+++ Data provided
PR #368, opened 2018-06-19
added a sys/queue.h implementation for Windows

dplanitzer:
Added a copy of the Apple / Darwin sys/queue.h and hooked things up such that we use that one when building on Windows because the Windows SDK doesn't come with a sys/queue.h header.

### DIFF
--- a/src/CMakeLists.txt
+++ b/src/CMakeLists.txt
@@ -61,6 +61,7 @@ if(UNIX)
 elseif(WIN32)
   target_sources(dispatch
                  PRIVATE
+                   shims/generic_sys_queue.h
                    shims/generic_win_stubs.c
                    shims/generic_win_stubs.h)
 endif()
--- a/src/internal.h
+++ b/src/internal.h
@@ -242,11 +242,11 @@ DISPATCH_EXPORT DISPATCH_NOTHROW void dispatch_atfork_child(void);
 #endif
 
 #include <sys/stat.h>
-#include <sys/queue.h>
 
 #if defined(_WIN32)
 #include <time.h>
 #else
+#include <sys/queue.h>
 #include <sys/mount.h>
 #ifdef __ANDROID__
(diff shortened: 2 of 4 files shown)


dplanitzer:
cc @MadCoder @compnerd

compnerd:
Why can't we use libbsd?  I've been building against libbsd for Windows.

adierking:
I've been working on adding Windows support to libbsd: https://gitlab.freedesktop.org/libbsd/libbsd/merge_requests/1

tkremenek:
What precisely is the dependency here on libbsd?  Is it just to get a header, or a link dependency?  The license issue just needs to be reviewed (I can consult Apple's lawyers), but not necessarily a blocker.

dplanitzer:
See my comment [here](https://github.com/apple/swift-corelibs-libdispatch/pull/367l). I can create an independent implementation of needed queue macros instead if that makes things simpler.

tkremenek:
@dplanitzer I get a 404 with that link

dplanitzer:
@MadCoder @tkremenek I've updated the PR with an independent implementation of the relevant TAILQ macros. Libdispatch only uses a handful of them anyway. I've tested the implementation locally and verified that it works beautifully :)

MadCoder:
@swift-ci please test

tkremenek:
@dplanitzer was the relevant implementation of `TAILQ` cribbed from the libbsd header?  If so, technically that's copyrighted and can't just be copy-and-pasted into another place.

dplanitzer:
@tkremenek I did a new implementation from scratch based on the documentation in the man 3 queue page. It's a simple standard doubly-linked list implementation while the sys/queue.h thing does something more fancy to avoid a few if-then checks on list manipulation.

tkremenek:
@dplanitzer OK, perfect.

tkremenek:
I think we can merge this.

PR #371, opened 2018-06-22
BlocksRuntime: match the ABI specification for LLP64

compnerd:
The Blocks ABI v1 defined the `size` and `reserved` fields as `unsigned
long int` rather than `uintptr_t`.  This breaks on LLP64 hosts where
`uintptr_t` is larger than `unsigned long int`.  Make this conform to
the specification.


compnerd:
CC: @MadCoder

compnerd:
@swift-ci please test

PR #372, opened 2018-06-22
Windows doesn't support symlinks so use copy instead (tests/CMakeLists.txt)

dplanitzer:
Same fix that we did for CMakeLists.txt but this time for the cmake file in tests.


dplanitzer:
cc @MadCoder @compnerd

MadCoder:
@swift-ci please test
++++++
About this task:
Every line of the entries above that contains the word "building" must be tallied, and the number alone reported.

Solution for this problem:
2